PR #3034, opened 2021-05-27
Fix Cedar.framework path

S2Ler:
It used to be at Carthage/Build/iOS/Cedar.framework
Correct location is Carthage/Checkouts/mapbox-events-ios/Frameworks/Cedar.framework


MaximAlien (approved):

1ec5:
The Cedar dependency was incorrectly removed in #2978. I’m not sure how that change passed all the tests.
- - - - -
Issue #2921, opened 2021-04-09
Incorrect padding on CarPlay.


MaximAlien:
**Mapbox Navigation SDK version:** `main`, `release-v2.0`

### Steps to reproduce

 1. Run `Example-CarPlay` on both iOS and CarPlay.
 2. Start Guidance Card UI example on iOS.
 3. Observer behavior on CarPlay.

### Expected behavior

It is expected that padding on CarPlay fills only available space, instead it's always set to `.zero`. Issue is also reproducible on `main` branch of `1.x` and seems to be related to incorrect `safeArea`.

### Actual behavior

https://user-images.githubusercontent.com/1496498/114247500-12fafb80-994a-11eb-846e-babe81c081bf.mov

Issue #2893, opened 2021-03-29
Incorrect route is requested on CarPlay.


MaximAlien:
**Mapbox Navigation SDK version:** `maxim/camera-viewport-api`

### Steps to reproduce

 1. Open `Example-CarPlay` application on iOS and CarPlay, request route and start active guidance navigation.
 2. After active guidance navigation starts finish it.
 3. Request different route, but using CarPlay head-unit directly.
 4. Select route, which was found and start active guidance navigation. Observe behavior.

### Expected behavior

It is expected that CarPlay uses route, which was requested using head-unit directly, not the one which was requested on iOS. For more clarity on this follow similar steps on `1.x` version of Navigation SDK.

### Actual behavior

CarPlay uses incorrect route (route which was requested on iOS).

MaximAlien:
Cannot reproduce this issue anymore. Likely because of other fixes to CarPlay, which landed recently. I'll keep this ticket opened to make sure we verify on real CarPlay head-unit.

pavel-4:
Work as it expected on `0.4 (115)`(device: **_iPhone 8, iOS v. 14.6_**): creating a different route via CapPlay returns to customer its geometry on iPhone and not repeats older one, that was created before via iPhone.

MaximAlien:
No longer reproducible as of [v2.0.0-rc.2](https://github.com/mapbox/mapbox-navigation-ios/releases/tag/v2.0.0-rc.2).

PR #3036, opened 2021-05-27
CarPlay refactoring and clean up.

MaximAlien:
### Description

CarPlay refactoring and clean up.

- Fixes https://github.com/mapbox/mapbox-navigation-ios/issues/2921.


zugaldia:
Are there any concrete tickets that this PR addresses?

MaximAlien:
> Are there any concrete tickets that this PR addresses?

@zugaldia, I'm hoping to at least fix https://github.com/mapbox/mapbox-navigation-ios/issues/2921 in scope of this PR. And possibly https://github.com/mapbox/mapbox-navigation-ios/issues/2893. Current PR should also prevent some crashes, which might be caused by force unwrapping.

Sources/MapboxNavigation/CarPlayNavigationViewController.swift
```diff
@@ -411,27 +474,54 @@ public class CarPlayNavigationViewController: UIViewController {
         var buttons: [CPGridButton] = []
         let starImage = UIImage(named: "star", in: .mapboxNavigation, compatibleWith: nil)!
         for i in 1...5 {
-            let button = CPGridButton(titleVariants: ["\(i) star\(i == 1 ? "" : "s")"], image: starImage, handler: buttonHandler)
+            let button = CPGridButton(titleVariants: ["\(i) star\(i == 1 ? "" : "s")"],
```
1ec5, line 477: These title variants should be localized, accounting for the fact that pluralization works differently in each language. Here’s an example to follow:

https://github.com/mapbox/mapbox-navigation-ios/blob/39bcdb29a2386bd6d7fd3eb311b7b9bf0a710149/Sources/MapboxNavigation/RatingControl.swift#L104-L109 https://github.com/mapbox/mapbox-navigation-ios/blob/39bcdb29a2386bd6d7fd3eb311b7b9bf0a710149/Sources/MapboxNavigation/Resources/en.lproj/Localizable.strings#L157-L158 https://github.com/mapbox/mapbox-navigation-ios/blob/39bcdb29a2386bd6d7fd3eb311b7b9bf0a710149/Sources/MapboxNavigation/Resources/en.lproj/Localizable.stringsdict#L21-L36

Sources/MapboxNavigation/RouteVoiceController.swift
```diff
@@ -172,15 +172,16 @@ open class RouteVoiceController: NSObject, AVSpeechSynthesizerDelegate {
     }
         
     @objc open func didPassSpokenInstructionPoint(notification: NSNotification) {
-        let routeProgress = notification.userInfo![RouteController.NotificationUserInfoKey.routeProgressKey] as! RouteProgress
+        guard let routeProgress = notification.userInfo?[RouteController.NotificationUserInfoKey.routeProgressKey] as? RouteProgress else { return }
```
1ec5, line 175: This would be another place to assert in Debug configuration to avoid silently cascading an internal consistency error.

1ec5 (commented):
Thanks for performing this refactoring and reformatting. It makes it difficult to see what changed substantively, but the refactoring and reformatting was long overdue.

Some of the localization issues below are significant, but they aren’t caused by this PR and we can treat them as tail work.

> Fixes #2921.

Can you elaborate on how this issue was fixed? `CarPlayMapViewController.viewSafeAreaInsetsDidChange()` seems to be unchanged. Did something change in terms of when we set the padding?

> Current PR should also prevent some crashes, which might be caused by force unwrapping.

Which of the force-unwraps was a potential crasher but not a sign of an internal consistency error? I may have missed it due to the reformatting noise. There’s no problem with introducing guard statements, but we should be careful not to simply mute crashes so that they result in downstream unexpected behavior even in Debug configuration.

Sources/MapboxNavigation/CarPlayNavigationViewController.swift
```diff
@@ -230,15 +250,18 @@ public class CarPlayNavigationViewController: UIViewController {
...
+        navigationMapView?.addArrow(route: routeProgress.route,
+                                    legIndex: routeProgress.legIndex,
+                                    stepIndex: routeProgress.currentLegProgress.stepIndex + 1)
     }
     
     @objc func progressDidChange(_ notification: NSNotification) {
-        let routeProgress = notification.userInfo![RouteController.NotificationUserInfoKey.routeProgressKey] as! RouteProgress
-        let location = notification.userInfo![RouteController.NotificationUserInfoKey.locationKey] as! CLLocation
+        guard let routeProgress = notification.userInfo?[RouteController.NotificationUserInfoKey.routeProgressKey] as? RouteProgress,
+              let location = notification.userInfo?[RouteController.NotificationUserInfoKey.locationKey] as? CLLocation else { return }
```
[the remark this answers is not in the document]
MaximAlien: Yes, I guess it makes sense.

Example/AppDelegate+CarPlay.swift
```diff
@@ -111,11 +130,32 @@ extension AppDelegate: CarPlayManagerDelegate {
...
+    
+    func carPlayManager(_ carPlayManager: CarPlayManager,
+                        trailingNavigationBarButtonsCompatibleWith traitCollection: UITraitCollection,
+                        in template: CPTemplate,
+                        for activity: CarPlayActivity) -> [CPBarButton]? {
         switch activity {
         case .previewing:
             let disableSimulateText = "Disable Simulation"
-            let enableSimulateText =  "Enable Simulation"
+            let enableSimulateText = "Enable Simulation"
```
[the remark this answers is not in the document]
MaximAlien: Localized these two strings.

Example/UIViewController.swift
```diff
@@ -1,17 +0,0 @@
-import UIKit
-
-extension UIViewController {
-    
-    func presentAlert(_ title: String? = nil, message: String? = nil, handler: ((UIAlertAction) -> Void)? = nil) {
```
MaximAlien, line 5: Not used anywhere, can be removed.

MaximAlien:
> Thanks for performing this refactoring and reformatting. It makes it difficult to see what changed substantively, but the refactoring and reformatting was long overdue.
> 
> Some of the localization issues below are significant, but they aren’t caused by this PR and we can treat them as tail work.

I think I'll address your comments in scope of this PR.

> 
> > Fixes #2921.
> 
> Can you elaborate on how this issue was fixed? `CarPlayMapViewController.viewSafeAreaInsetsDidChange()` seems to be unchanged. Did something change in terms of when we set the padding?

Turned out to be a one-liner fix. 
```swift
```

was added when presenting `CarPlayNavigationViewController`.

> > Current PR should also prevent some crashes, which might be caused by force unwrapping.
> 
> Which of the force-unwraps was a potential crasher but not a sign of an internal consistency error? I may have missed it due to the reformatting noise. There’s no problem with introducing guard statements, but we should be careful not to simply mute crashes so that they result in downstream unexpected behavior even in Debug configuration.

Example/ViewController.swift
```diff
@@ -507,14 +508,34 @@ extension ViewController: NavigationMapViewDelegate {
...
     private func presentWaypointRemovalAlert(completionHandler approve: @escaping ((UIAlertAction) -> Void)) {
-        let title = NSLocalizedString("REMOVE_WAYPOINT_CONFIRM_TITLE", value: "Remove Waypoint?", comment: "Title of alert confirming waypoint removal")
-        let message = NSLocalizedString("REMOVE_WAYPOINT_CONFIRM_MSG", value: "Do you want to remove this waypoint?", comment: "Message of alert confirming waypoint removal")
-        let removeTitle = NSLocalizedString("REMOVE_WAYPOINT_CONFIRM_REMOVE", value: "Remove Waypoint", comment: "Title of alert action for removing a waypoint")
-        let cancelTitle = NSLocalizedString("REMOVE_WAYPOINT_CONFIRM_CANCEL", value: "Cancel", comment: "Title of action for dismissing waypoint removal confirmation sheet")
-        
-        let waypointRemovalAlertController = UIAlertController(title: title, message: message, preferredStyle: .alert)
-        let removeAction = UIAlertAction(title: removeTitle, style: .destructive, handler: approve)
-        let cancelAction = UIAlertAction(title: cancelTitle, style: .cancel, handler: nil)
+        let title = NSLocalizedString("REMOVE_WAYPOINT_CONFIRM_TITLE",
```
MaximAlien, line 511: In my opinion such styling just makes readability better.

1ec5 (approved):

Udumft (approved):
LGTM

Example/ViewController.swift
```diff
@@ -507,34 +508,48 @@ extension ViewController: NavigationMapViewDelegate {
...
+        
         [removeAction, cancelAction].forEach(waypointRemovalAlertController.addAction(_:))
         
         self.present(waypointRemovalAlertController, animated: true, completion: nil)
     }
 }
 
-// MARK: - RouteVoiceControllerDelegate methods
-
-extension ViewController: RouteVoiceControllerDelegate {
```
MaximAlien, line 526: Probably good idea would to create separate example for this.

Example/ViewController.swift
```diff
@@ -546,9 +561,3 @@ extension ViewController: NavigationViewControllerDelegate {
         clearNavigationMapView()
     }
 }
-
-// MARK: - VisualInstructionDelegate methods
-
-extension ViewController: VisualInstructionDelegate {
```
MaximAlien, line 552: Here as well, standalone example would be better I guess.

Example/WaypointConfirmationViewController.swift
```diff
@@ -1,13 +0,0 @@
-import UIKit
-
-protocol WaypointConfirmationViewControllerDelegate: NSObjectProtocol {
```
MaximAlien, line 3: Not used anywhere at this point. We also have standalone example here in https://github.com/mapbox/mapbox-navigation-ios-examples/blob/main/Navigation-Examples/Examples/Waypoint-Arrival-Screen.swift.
- - - - -
• [What is expected]
Would you copy every line of the entries that includes the word "enableSimulateText"?

• [Reply to the exercise]
-            let enableSimulateText =  "Enable Simulation"
+            let enableSimulateText = "Enable Simulation"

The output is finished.